First of all, you’re an absolute DEAR, and I adore you oh my god. I was going to reply to this last night but it was around 5am and I just ended up falling asleep whoopsies.
2) MAN THE PERSPECTIVE. DON’T EVEN GET ME S T A R T E D. It took me about an hour to set up the damn picture I wanted for the reference because I can draw Dunwall pretty decently without a reference but Karnaca’s got a really, really, really specific look whereas Dunwall is just sort of “London steampunk-ish.” And THEN it took another twenty minutes to take the damn photos because leading lines and balancing the foreground vs background, and negative space blah blah blah I’ve studied art basically my entire life, and a part of me wants to go “Fuck it” and ignore the basic principles of design, but it’s ingrained in me and I can’t. I’m getting off topic. PERSPECTIVE. RIGHT. I had to redraw the entire background around ten times because all of my ref pics were from drastically different positions and I was screaming trying to figure out where the focal points were but I think I kinda sort of got it in the end.
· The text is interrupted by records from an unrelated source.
Issue #2109, opened 2020-03-23
Setup grunt-webpack


straker:
Setup grunt-webpack and configure it to handle the migration to ES Modules.

straker:
QA: nothing to test (dev work)

PR #2124, opened 2020-03-23
chore: add grunt-webpack

straker:
Webpacked the `commons/utils` directory as it has nothing in it really. So made it an easy test case to see this all working. The export is pretty useless in this case but we can fix it later once we convert the entire library in ES Modules (the file itself should go away).

We'll need to be extra sure this is all working. So reviewer should pull down the changes and run `npm run build` and make sure the compiled output (both `axe.js` and `axe.min.js`) still runs in the browser and that `axe.commons.utils` is still there.

Closes issue: #2109 

## Reviewer checks

### DIFF
--- a/Gruntfile.js
+++ b/Gruntfile.js
@@ -371,6 +371,7 @@ module.exports = function(grunt) {
 	grunt.registerTask('translate', [
 		'pre-build',
 		'validate',
+		'webpack',
 		'concat:commons',
 		'add-locale'
 	]);
--- a/Gruntfile.js
+++ b/Gruntfile.js
@@ -1,3 +1,5 @@
+var path = require('path');
+
 /*eslint
 camelcase: ["error", {"properties": "never"}]
 */
@@ -15,6 +17,7 @@ module.exports = function(grunt) {
 	grunt.loadNpmTasks('grunt-contrib-watch');
 	grunt.loadNpmTasks('grunt-parallel');
 	grunt.loadNpmTasks('grunt-run');
+	grunt.loadNpmTasks('grunt-webpack');
 	grunt.loadTasks('build/tasks');
 
 	var langs;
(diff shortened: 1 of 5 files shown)


Gruntfile.js
```diff
@@ -137,11 +140,29 @@ module.exports = function(grunt) {
...
+					'tmp/commons/**/*.js',
+
 					'lib/commons/outro.stub'
 				],
 				dest: 'tmp/commons.js'
 			}
 		},
+		webpack: {
+			commonsUtils: {
+				devtool: 'source-map',
```
stephenmathieson: Do we do anything with the source map generated here? I think we should either be using an "inline" source map or none at all (unless there's some build magic elsewhere that I'm not aware of).

straker: I'm not sure? I just read it prevents webpack from turning it into a string and evaling it.

stephenmathieson: I am **strongly** against copy/pasting Webpack configuration without having a full understanding of what it's doing. If you want help with Webpack stuff, please LMK (send a Slack message).

Per [the `devtool` docs](https://webpack.js.org/configuration/devtool/):

> source-map - A full SourceMap is emitted as a separate file. It adds a reference comment to the bundle so development tools know where to find it.

This means Webpack will create a source-map in a separate file for the bundle you're creating here (as well as every other bundle created). Since we're not going to do anything with this source map, I do not believe we want this. It's going to slow down the build and provide no benefit.

If we want source maps for development purposes, we should use one Webpack's "inline" options (so there's no extra build step to include the map in our bundle(s)). However, I do not recall source maps being discussed in your proposal for this change, so I think we can safely leave them out for now.

Gruntfile.js
```diff
@@ -137,11 +140,29 @@ module.exports = function(grunt) {
...
+				mode: 'development',
+				entry: path.resolve(__dirname, 'lib/commons/utils/index.js'),
```
stephenmathieson: Since this file contains ES6+, I believe we'll want to run it thru Babel, but I don't see any custom loaders added here. How does this work?

straker: For now this will just concat things together. The build pipeline already babels so we don't want to do it twice. Once this is all converted over we can add the babel load to our webpack config.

3) I’ve only drawn Emily about four times or so before so I have a decent understanding as to how her face looks (it helps that her moles happen to be in the same places my moles are, which is kind of freaky and creeps me out a bit) so those little details are pretty easy to figure out BUT, because I wanted to  get things perfectly right I used a couple dozen refs from different sources to figure out how I wanted Emily to look. (She looks so different in every single version that I wanted to find a middle ground.) And @ominousdeer ‘s dozens of photos of Em were amazing (I did use a direct ref of ominous’ for the pose because I couldn’t be bothered to sit down for four hours scouring the internet, or fiddling with sketches), as well as my eight billion screenshots of Em during the first cinematic trailer for her (the one from the E3 announcement) ‘cause I feel like that’s how Arkane wanted her to look if she was hyper realistic, and it’s also the only one where she decently looks biracial and goddammit, I want to preserve what few biracial characters there are because I sure as hell never found any characters that were biracial in the media when I was growing up that I saw myself in. 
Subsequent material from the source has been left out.